I am the worst chess player in the world and I'm not a very good dancer. New York City Ballet's school wouldn't take me because my bones were too heavy and the Russian ladies who ran their hand over my body said I would be "Big, tall." Yup. Also, I don't have much musicality, which is kind of crucial in dance. I wound up at ABT's school. The three years I was there, I watched the older girls as if I were starving and they were food. In my twenties, I had a massive crush on Garry Kasparov. My friends like to make fun of me for this, but I think, hey, if you're going to have a crush, why not on a genius who loves his mum? So, I think my answer is I am quite adept at loving two things -- ballet and chess -- but not at all adept at doing either of them.
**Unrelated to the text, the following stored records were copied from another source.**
PR #18, opened 2019-07-30
authorisation - revoke privileges from group + delete member from group

iaincrawf:


src/Service.Host/client/src/components/Group.js
```diff
@@ -46,83 +111,256 @@ const ViewGroup = ({
...
     };
 
+    const changeUser = e => {
+        selectUser(e.target.value);
+    };
+
+    const getEmployeeName = uri => {
+        if (members && users) {
+            const employee = users.find(x => x.href === uri);
+            if (employee) return employee.fullName;
```
atcampbell: could be `return employee ? employee.fullName : 'Employee not found'`. Maybe a bit clearer and you would need that second return statement below

src/Service.Host/client/src/components/Group.js
```diff
@@ -46,83 +111,256 @@ const ViewGroup = ({
...
-                                        }
-                                        label="Active Status"
-                                        labelPlacement="start"
-                                    />
-                                </Grid>
-                            </div>
-                        </Fragment>
-                    </Grid>
+    const editGroupSection = (
+        <div className={classes.bottomPadding}>
```
atcampbell: Is this div just being used for the padding? If so you could add that style to the Grid and remove the div

src/Service.Host/client/src/components/Group.js
```diff
@@ -46,83 +111,256 @@ const ViewGroup = ({
...
+            <Grid container spacing={24}>
+                <Grid item xs={12}>
+                    <Fragment>
+                        <div>
```
atcampbell: You won't need this div as you're nesting the grid items in a fragment

src/Service.Host/client/src/components/Group.js
```diff
@@ -46,83 +111,256 @@ const ViewGroup = ({
...
+        </div>
+    );
 
-    return (
+    const privilegesElements = (
+        <div className={classes.bottomPadding}>
+            <SubTitle>Privileges assigned to '{group.name}'</SubTitle>
+            {privileges && (
+                <div>
+                    <div className={classes.paddedScrollableDiv}>
```
atcampbell: Could these divs could be removed and the styles added to the table?

src/Service.Host/client/src/components/Group.js
```diff
@@ -46,83 +111,256 @@ const ViewGroup = ({
...
+                </div>
+            )}
+        </div>
+    );
+
+    const createTable = membersList => {
+        const table = [];
+        for (let i = 0; i < membersList.length; i += 4) {
+            const children = [];
+            for (let j = 0; j < 4; j += 1) {
```
atcampbell: I think it would be clearer to use array methods here rather than nested for loops. 4 here seems like a magic number, what's its significance? I think the reliance on the i and j variables makes this a bit hard to follow exactly what's going on.

src/Service.Host/client/src/components/Group.js
```diff
@@ -46,83 +111,256 @@ const ViewGroup = ({
...
+                                <Button
+                                    type="button"
+                                   // variant="outlined"
+                                    size="small"
+                                    onClick={() =>
+                                        dispatchRemoveMember(getHref(membersList[i + j], 'self'))
+                                    }
+                                    id="RemoveMember"
+                                >
+                                    X
```
atcampbell: Could the DeleteIcon go here?

src/Service.Host/client/src/components/Group.js
```diff
@@ -46,83 +111,256 @@ const ViewGroup = ({
...
+                    >
+                        Assign to group
+                    </Button>
+                </div>
+            )}
+        </div>
+    );
+
+    const createTable = membersList => {
+        const table = [];
```
atcampbell: Could you construct a material ui table here instead of using html elements?

src/Service.Host/client/src/components/Group.js
```diff
@@ -46,83 +111,256 @@ const ViewGroup = ({
...
+                    break;
+                }
+            }
+            table.push(<tr>{children}</tr>);
+        }
+        return table;
+    };
+
+    const membersElements = (
         <div>
```
atcampbell: Could be replaced with a fragment. Generally I think fragments are preferable for holding a bunch of react objects as divs add unneeded elements to the dom

src/Service.Host/client/src/components/Group.js
```diff
@@ -46,83 +111,256 @@ const ViewGroup = ({
...
+            <SubTitle>Members of '{group.name}'</SubTitle>
+            {members && users && (
+                <div>
+                    <ol className={classes.paddedScrollableDiv}>
```
atcampbell: Could be a material list, or could be replaced with the MUI table?

src/Service.Host/client/src/components/Group.js
```diff
@@ -46,83 +111,256 @@ const ViewGroup = ({
...
+                        <table style={{ width: '100%' }}>{createTable(members)}</table>
+                    </ol>
+
+                    <select
```
atcampbell: There's a dropdown component in the shared library that might work here

src/Service.Host/client/src/components/Group.js
```diff
@@ -46,83 +111,256 @@ const ViewGroup = ({
...
+                        value={selectedUser}
+                        defaultValue={-1}
+                        onChange={changeUser}
+                        className={classes.thinPrivilegesSelectList}
+                    >
+                        <option value={-1} key="-1">
```
atcampbell: I think these -1s shouldn't be hard coded, this option won't need a custom key as its not being created in a loop

src/Service.Host/client/src/components/Groups.js
```diff
@@ -12,18 +22,30 @@ const styles = () => ({
     }
 });
 
-const ViewGroups = ({ classes, initialise, groups, loading }) => {
+const ViewGroups = ({
```
atcampbell: These Components might be better as using the function declaration style to help debugging `function ViewGroups({ classes}) { return 'hiya' }`

src/Service.Host/client/src/components/Privilege.js
```diff
@@ -21,19 +33,24 @@ const styles = () => ({
...
     useEffect(() => {
-        initialise();
-    }, [initialise]);
+        fetchPrivilege(id);
+      //  fetchEmployeesWithPrivilege(id),
+      fetchUsers();
+    }, [fetchPrivilege, fetchUsers, id]);
 
     const handleSaveClick = () => {
         savePrivilege(privilege.name, privilege.active, getHref(privilege, 'self'));
```
atcampbell: There's also a getSelfHref function so you don't need to pass in 'self'

src/Service.Host/client/src/components/Privileges.js
```diff
@@ -77,9 +78,10 @@ const ViewPrivileges = ({
...
     currentUserUri,
-    //deletePermission,
+    deletePermission,
     showPrivilegeMessage,
-    setPrivilegeMessageVisible
+    setPrivilegeMessageVisible,
+    permissionMessage
 }) => {
     useEffect(() => {
         if (selectedUser == -1) {
```
atcampbell: Still a bit unsure about what -1 is being used for here, can you identify a user by their href?

src/Service/Modules/PrivilegesModule.cs
```diff
@@ -41,10 +42,17 @@ private object CreatePrivilege()
             return this.Negotiate.WithModel(result);
         }
 
+        private object RemovePrivilege(int id)
+        {
+            var resource = this.Bind<PrivilegeResource>();
+            //var result = this.privilegeService.RemovePrivilege(id, resource);
+            //return this.Negotiate.WithModel(result);
+            return null;
```
atcampbell: Something should be returned here. Maybe the user that has just been removed?

src/Domain/Services/PrivilegeService.cs
```diff
@@ -22,11 +25,13 @@ public IEnumerable<Privilege> GetPrivileges(string who)
         {
             // TODO what if who is string.Empty ?
```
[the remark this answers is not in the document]
iaincrawf: I didn't actually write this method but will add something in!

src/Facade/ResourceBuilders/PermissionResourceBuilder.cs
```diff
@@ -14,17 +14,19 @@ public PermissionResource Build(Permission permission)
                            {
                                GrantedByUri = individualPermission.GrantedByUri,
                                GranteeUri = individualPermission.GranteeUri,
-                               Privilege = individualPermission.Privilege.Name
-                           };
+                               Privilege = individualPermission.Privilege.Name,
+                               DateGranted = individualPermission.DateGranted.ToString("ddd, dd MMMM yyyy hh:mm tt")
```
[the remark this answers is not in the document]
iaincrawf: Cool will do

src/Service.Host/client/src/components/Group.js
```diff
@@ -1,8 +1,20 @@
...
+    Grid,
+    Switch,
+    Table,
+    TableHead,
+    TableBody,
+    TableCell,
+    TableRow
+} from '@material-ui/core';
+
+// import DeleteIcon from '@material-ui/icons/Delete';
```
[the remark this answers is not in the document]
iaincrawf: Sorry, part of this stuff was mid thought and I just pushed so I could move onto the production thing with lewis - was considering using the delete icon for remove further down this

src/Service.Host/client/src/components/Group.js
iaincrawf: I'd intended it to also return 'employee not found' if members or users hadn't been populated for whatever reason, so that's why I left it outside of that if statement like this, but maybe that should be a different 'error finding employee' string or something and do what you suggested inside?

src/Service.Host/client/src/components/Group.js
iaincrawf: Basically wanted to put 4 names in each row of a table, but found it a pain to write this with closing tags for the <tr> etc so it's a loop that takes 4 at a time and wraps each in a <td> and the 4 in a <tr>

src/Service.Host/client/src/components/Privileges.js
iaincrawf: in this class I used -1 to represent the "all users" option in the dropdown, and I'm using it to know if I want to get all the global privileges or just the privileges that one user actually has the permission for. I'll change it to "allUsers" or something more obvious than -1

src/Service/Modules/PrivilegesModule.cs
iaincrawf: I shouldn't have committed this as it hasn't been fully implemented yet sorry - can't remove privileges yet this was just a start towards it

src/Service.Host/client/src/components/Privilege.js
iaincrawf: Cheers 😄

src/Service.Host/client/src/components/Group.js
atcampbell: Ahh yeah sorry didn't realise that

src/Facade/ResourceBuilders/PermissionResourceBuilder.cs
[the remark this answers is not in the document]
iaincrawf: Do you print it out for users in iso format or do you convert it into something on the front end?

PR #20, opened 2019-11-01
Privileges update

iaincrawf:


src/Facade/IPermissionService.cs
```diff
@@ -1,19 +1,19 @@
...
+    using System.Collections.Generic;
 
     public interface IPermissionService : IFacadeService<Permission, int, PermissionResource, PermissionResource>
     {
         IResult<Permission> CreatePermission(PermissionResource permission);
+
         IResult<IEnumerable<Permission>> GetImmediatePermissionsForGroup(int groupId);
 
-       // IEnumerable<Privilege> GetAllPrivilegesForGroup(int groupId);
+        // IEnumerable<Privilege> GetAllPrivilegesForGroup(int groupId);
```
atcampbell: Can remove this comment?

src/Facade/PermissionService.cs
```diff
@@ -73,6 +73,20 @@ public IResult<IEnumerable<Permission>> GetImmediatePermissionsForGroup(int grou
         //    return privileges.Where(p => p.Active).Distinct();
         //}
```
atcampbell: Commented out stuff could be removed?

src/Service.Host/client/src/actions/userActions.js
```diff
@@ -0,0 +1,33 @@
+﻿import { RSAA } from 'redux-api-middleware';
+import config from '../config';
+import * as actionTypes from './actionTypes';
+
+const fetchUsers = () => ({
+    [RSAA]: {
+        //${config.appRoot} can be changed to https://app-sys.linn.co.uk to see names locally
```
atcampbell: Could remove this comment.

src/Service.Host/client/src/components/Privilege.js
```diff
@@ -63,123 +63,106 @@ function ViewPrivilege({
...
-    //                         </TableHead>
-    //                         <TableBody>
-    //                             {employeesWithPrivilege.map(employee => (
-    //                                 <TableRow key={employee.name}>
-    //                                     {/* link to privilege */}
+    const createTable = (membersList, isGroup) => {
+        const table = [];
+        for (let i = 0; i < membersList.length; i += 4) {
+            const children = [];
+            for (let j = 0; j < 4; j += 1) {
```
atcampbell: Could this be split up - maybe creating the list of members elsewhere and then passing them in to a MUI table to display? I think that would make it a lot clearer what's going on. 

Might break the dependence on the for loops as well

src/Service.Host/client/src/components/Privilege.js
```diff
@@ -63,123 +63,106 @@ function ViewPrivilege({
...
+                if (membersList[i + j]) {
+                    children.push(
+                        <td>
```
atcampbell: Could use MUI components

src/Service.Host/client/src/components/Privilege.js
```diff
@@ -63,123 +63,106 @@ function ViewPrivilege({
...
-                                                checked={privilegeActive}
-                                                onChange={handleTogglePrivilegeStatus}
-                                                color="primary"
-                                            />
-                                        }
-                                        label="Active Status"
-                                        labelPlacement="start"
+            <Fragment>
+                <Grid item xs={12}>
+                    <Fragment>
```
atcampbell: Don't think this fragment is needed as its not the root of the return

src/Service.Host/client/src/components/Privilege.js
```diff
@@ -63,123 +63,106 @@ function ViewPrivilege({
...
-    //                     onClick={dispatchcreatePermission}
-    //                     id="createNewPermission"
-    //                 >
-    //                     Assign to group
-    //                 </Button>
-    //             </div>
-    //         )}
-    //     </div>
-    // );
+    const individualPermissions = usersWithPermission
```
atcampbell: Do you need to do the conditional here? Can't remember what filtering when nothing found returns but it might already be an empty array (or null)

src/Service.Host/client/src/components/Privilege.js
```diff
@@ -63,123 +63,106 @@ function ViewPrivilege({
...
-                    </Grid>
+                                }
+                                label="Active Status"
+                                labelPlacement="start"
+                            />
+                        </Grid>
+                        <Grid item xs={8}>
+                            {usersWithPermission && (
+                                <Fragment>
+                                    <h4>Groups With permission:</h4>
```
atcampbell: MUI components would be ggod

src/Service.Host/client/src/components/Privilege.js
```diff
@@ -63,123 +63,106 @@ function ViewPrivilege({
...
+                                        <table style={{ width: '100%' }}>
+                                            {createTable(individualPermissions, false)}
+                                        </table>
+                                    </ol>
+                                </Fragment>
+                            )}
+                        </Grid>
+                    </Fragment>
                 </Grid>
+                <br />
```
atcampbell: Padding or spacing would be more in line with the other UIs

src/Service.Host/client/src/reducers/users.js
```diff
@@ -0,0 +1,27 @@
+import * as actionTypes from '../actions/actionTypes';
+//define the initial state
+const initialState = { data: {}, loading: false };
+
+//define a reducer with an initialized state action
```
atcampbell: These comments could be removed

src/Service.Host/client/src/selectors/privilegeSelectors.js
```diff
@@ -56,10 +56,13 @@ export const getSaveEnabled = state => {
     return enableSave || false;
 };
 
-export const getAllUsers = state => {
-    const { privileges } = state;
-    const { users } = privileges;
-    return users;
+export const getPermissionsForPrivilege = state => {
+    const { privilege } = state;
```
atcampbell: Might be clearer with the ? operator state?.privilege?.permissions

src/Service.Host/client/src/components/Privilege.js
iaincrawf: I stole this from my existing code for speed, the list of members is already passed in but the loops were just a way of getting it to display four members per line. Seems kind of hacky now, I'm sure there's probably a MUI thing I can use as you say so will look into that!

src/Service.Host/client/src/components/Privilege.js
iaincrawf: good shout, looked it up and if it finds nothing it just returns an empty array so that's perfect for this with no conditional!

PR #57, opened 2021-11-09
Authorisation NuGet/NPM changes

RossStewart:
Upgrade the Authorisation project's NPM/NuGet packages to avoid any security issues.


lewisrenfrew (approved):

RossStewart:
There's just a slight project with the Domain test project thats breaking the build - will sort.

iaincrawf:
I thiiink it looks like we're still missing some npm package updates that dependabot wants, webpack-dev-server, lodash etc if you get time later!

RossStewart:
Ahhh ok, I'll sort that first

src/Service.Host/package.json
```diff
@@ -60,19 +60,23 @@
     "url-loader": "^0.6.2",
     "webpack": "^3.6.0",
     "webpack-dev-middleware": "^1.12.2",
-    "webpack-dev-server": "^2.11.3",
```
lewisrenfrew, line 63: did dependabot suggest this major version number update?.. Maybe double check the client still runs locally via npm start before merging

RossStewart: Yeah, it was suggested here : https://github.com/linn/authorisation/pull/21

WPDS definitely runs at 2.11.3 (with all these other changes) but is currently failing with the new major version release

lewisrenfrew: That's annoying. I assumed it would suggest a higher version within the same major release that included some kind of security patch. 

It's definitely worth doing, but foing from 2.x.x to 3.x.x might be a bit of a pain (seems likely webpack itself will need to be updated too). Is it spitting out any kind of sensible error message?

RossStewart: Mmmm this is a PR from 2019 so maybe that was the most secure version at the time? We could always see if we could go higher?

What is the premise of your next book?

I'm not sure. I have a 5th or 6th draft of a 200 + page manuscript that I may put aside so as to write something else. It's due in September, so I'd need an extension if I did that.

It's about that moment when a girl realizes that her appearance, her whole being, is subject to public scrutiny. She's not just a kid becoming a woman. She's a girl discovering that she will spend her life having to contend with the fact that women are -- still -- viewed as objects. Or, as my main character would put it, as bounty. It's also about rage. The title is Across The Eyelids of the World and is from the poem, A Moment in Troy, by Wislawa Szymborska.

Would you care to share your list of ten favorite books?

Well, this is a kind of fluid answer. As in these are the ten I think of right now. Other than the chapters from Mary Poppins, these books just flashed to mind. It means, I think, that they were or are important to me. This doesn't mean they're my favorite:

The Secret Garden
Mary Poppins, especially chapter 11
Mary Poppins Comes Back, especially chapters 3 & 5
Speedboat by Renata Adler
Pitch Dark by Renata Adler
Play It As It Lays by Joan Didion (I have not read this in 15 years, as I have no desire to find out it doesn't hold up to the brilliant thing it is in memory)
Still Life by A.S. Byatt (I skipped all the bits about Marcus -- Byatt thinks with more power than I can absorb)
Jane Eyre (never fails to be hard, bracing and new)
I should have a man on this list.
The Transit of Venus by Shirley Hazzard.
Okay, that didn't help.
Maurice by E. M. Forster. It is his novel about two men in love. It leaps off the page like fire. His other novels (especially, Room With a View) touch on forbidden love by making it a class story, but it's only when he gets to his real topic that his language takes off. God, I really love this book.

Harriet the Spy should be in there somewhere, but I can't think how. Maybe it shares the Jane Eyre slot as I had to conceal from my parents how often I reread each one.